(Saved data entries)
+ + +
PR #62, opened 2021-11-29
small nits

oshi97:
* import from answers-headless-react only in the sample app
* eslint rule to remove unnecessary curly braces in props
* add missing useEffect deps

J=None
TEST=manual

### DIFF
--- a/src/AnswersHeadlessContext.ts
+++ b/src/AnswersHeadlessContext.ts
@@ -1,4 +1,4 @@
-import { AnswersHeadless } from '@yext/answers-headless';
+import { AnswersHeadless } from '@yext/answers-headless-react';
 import { createContext } from 'react';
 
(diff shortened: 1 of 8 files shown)


src/AnswersHeadlessContext.ts
```diff
@@ -1,4 +1,4 @@
-import { AnswersHeadless } from '@yext/answers-headless';
+import { AnswersHeadless } from '@yext/answers-headless-react';
```
yen-tt, line 1: should these imports from the top level src folder be importing from its own package? or can it stay as '@yext/answers-headless'

oshi97: my bad I fixed these locally but didn't add them before comitting

yen-tt (approved):

PR #63, opened 2021-11-29
Add Tailwind

cea2aj:
Add Tailwind to the sample app

If we uneject the sample app, we'll need to switch to something like Craco to add Tailwind (see https://tailwindcss.com/docs/guides/create-react-app). However since the app is currently ejected, this will do for now.

J=SLAP-1639
TEST=manual

Add some tailwind styling to the search bar and nav bar (from a future PR) and confirm the tailwind is affecting the styling of the page


sample-app/package.json
```diff
@@ -173,5 +187,10 @@
     "presets": [
       "react-app"
     ]
+  },
+  "devDependencies": {
+    "autoprefixer": "^9.8.8",
+    "postcss": "^7.0.39",
+    "tailwindcss": "npm:@tailwindcss/postcss7-compat@^2.2.17"
```
oshi97, line 194: do we need the npm prefix? I've never seen this one before

cea2aj: I tried removing it, but the site didn't complile. I think it's needed because I'm using the compatability build rather than the the tailwindcss repo itself, and it needs to know to look at the other repo. I was seeing an error with the regular tailwind repo, and it said it's likely to happen if a toolchain hasn't been updated to use postcss 8, and based on my testing, it didn't look like our version of create-react-app worked with it. (See https://tailwindcss.com/docs/installation#post-css-7-compatibility-build)

oshi97: is there anything wrong with using postcss 8?

cea2aj: The version of create-react-app that we ejected at doesn't support it. We would need to bump several dependencies including 'css-loader', 'webpack', 'terser-webpack-plugin' and potentially more, and I'd rather not go down that rabbit hole since long term we are looking to un-eject the app. Potentially a newer version of create react app supports it, however I wasn't able to determine that by quickly looking at the Github repo or the release notes

oshi97: I can't read

oshi97 (approved):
+ + +
Using the entries, return every line where the word "sample" can be found.

Task response:
* import from answers-headless-react only in the sample app
Add Tailwind to the sample app
If we uneject the sample app, we'll need to switch to something like Craco to add Tailwind (see https://tailwindcss.com/docs/guides/create-react-app). However since the app is currently ejected, this will do for now.
sample-app/package.json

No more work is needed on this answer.